0
votes

I am currently in Eastern Standard Time and I have an event that should be all day on September 14, 2018. When I load this ICS calendar into my outlook 2016 on a Windows 10 computer, while my computer is in EST timezone, it shows the event correctly as all day. However, if I change my timezone to something like like Central Time, it changes the event to be from 11pm to 11pm.

I specified date only and the timezone to be UTC, and when I view the event in CT it even shows a message that it was changed from UTC. So why does this only seem to work in Eastern Time and not Central Time?

I also checked my options in Outlook and the TimeZone changes as I expect.

I have also tested the same calendar ics file on another computer that is in Eastern Standard Time. And the date shows as 8am to 8am, not all day.

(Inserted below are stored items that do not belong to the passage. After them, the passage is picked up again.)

PR #2910, opened 2019-03-22
fix(with): comment some strings

Kocal:
I don't know if it was intentional or not, but I find the following screenshot weird:
Sélection_027

I think it's better with a comment instead:
Sélection_028

What do you think?


fabpot:
Yep, that's much better

fabpot:
Thank you @Kocal.

PR #2916, opened 2019-03-25
fix major version in Environment

xabbuh:


xabbuh:
This should make the Symfony test suite pass again as we will no longer choose the wrong execution path for the compiler.

fabpot:
Thank you @xabbuh.

PR #2918, opened 2019-03-25
Add spaceless filter to the docs index

mbabker:


fabpot:
Good catch, thanks @mbabker.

Why am I seeing such different results? Is there a setting I am missing?

ICS TimeZone:

BEGIN:VTIMEZONE
TZID:UTC
BEGIN:STANDARD
DTSTART;VALUE=DATE:20170101
TZNAME:UTC
TZOFFSETFROM:+0000
TZOFFSETTO:+0000
END:STANDARD
END:VTIMEZONE

ICS Event:

BEGIN:VEVENT
DESCRIPTION: Test description
DTEND;VALUE=DATE:20180915
DTSTAMP:20180912T123153Z
DTSTART;VALUE=DATE:20180914
ORGANIZER;Tester
SEQUENCE:0
SUMMARY: TestSubject
UID:69c1777d-71e4-4160-81c7-79b35d9cf924
BEGIN:VALARM
ACTION:Display
DESCRIPTION:Reminder
TRIGGER:-PT15M
END:VALARM
END:VEVENT
1

1 Answers

0
votes

First of all, you do not need to include a VTIMEZONE component in your icalendar stream since it won't be referenced in the event itself.

Then, if the duration is exactly one day, you can try to remove the DTEND.

The other option is to represent this event as an event with floating time (i.e. DATETIME without specifying any timezone)

DTSTART:20180914T000000
DTEND:20180915T000000

Finally, you always have the option to create the event in outlook, check that it does not move when switching timezone, then export it as ics and see how it is represented.